One answer is that they have the motive of justice. It would be unjust to compel the minority to contribute by taxation to the support of any laws which they did not approve.
Another answer is that, if the stronger party wish to use their power only for purposes of justice, they have no occasion to fear the veto of the weaker party, for the latter have as strong motive for the maintenance of just government as have the former.
Another reason is that, if the stronger party use their power unjustly, they will hold it by an uncertain tenure, especially in a community where knowledge is diffused; for knowledge will enable the weaker party to make itself in time the stronger party. It also enables the weaker party, even while it remains the weaker party, perpetually to annoy, alarm, and injure their oppressors. Unjust power, or rather power that is grossly unjust, and that is known to be so by the minority, can be sustained only at the expense of standing armies and all the other machinery of force, for the oppressed party are always ready to risk their lives for purposes of vengeance and the acquisition of their rights whenever there is any tolerable chance of success. Peace, safety, and quiet for all can be enjoyed only under laws that obtain the consent of all.
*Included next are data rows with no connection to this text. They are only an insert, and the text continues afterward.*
PR #3142, opened 2015-05-06
Fix ec2containerservice

phobologic:
This should allow connection to all the endpoints for all Regions that
    ECS is in.  Also there was a bad import path for the ECS connection
    object.

    There's also an 'ecs' package, not sure which I should be using, but
    this one needed some love.


phobologic:
Ahh, I see - the ecs module is for 'ecommerce', wasn't aware of that.  Anyway, this module needed this fix.

phobologic:
I'm going to close this and re-open my fix without the merge's - not sure why those are in this pull.  I'll open a new pull soon.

Hence tyrants frequently yield to the demand of justice from those weaker than themselves as a means of buying peace and safety.
Still another answer is that those who are in the majority on one law will be in the minority on another. All, therefore, need the benefit of the veto at some time or other to protect themselves from injustice.
That the limits within which legislation would by this process be confined would be exceedingly narrow, in comparison with those it at present occupies, there can be no doubt. All monopolies, all special privileges, all sumptuary laws, all restraints upon any traffic, bargain, or contract that was naturally lawful (such as restraints upon banking, upon traffic with foreigners, etc.), all restraints upon natural rights, the whole catalogue of mala prohibita, and all taxation to which the taxed parties had not individually, severally, and freely consented, would be at an end, because all such legislation implies the violation of the rights of a greater or less minority. This minority would disregard, trample upon, or resist the execution of such legislation, and then throw themselves upon a jury of the whole people for justification and protection. In this way all legislation would be nullified, except the legislation of that general nature which impartially protected the rights and subserved the interests of all. The only legislation that could be sustained would probably be such as tended directly to the maintenance of justice and liberty; such, for example, as should contribute to the enforcement of contracts, the protection of property, and the prevention and punishment of acts intrinsically criminal. In short, government in practice would be brought to the necessity of a strict adherence to natural law and natural justice, instead of being, as it now is, a great battle in which avarice and ambition are constantly fighting for, and obtaining advantages over, the natural rights of mankind.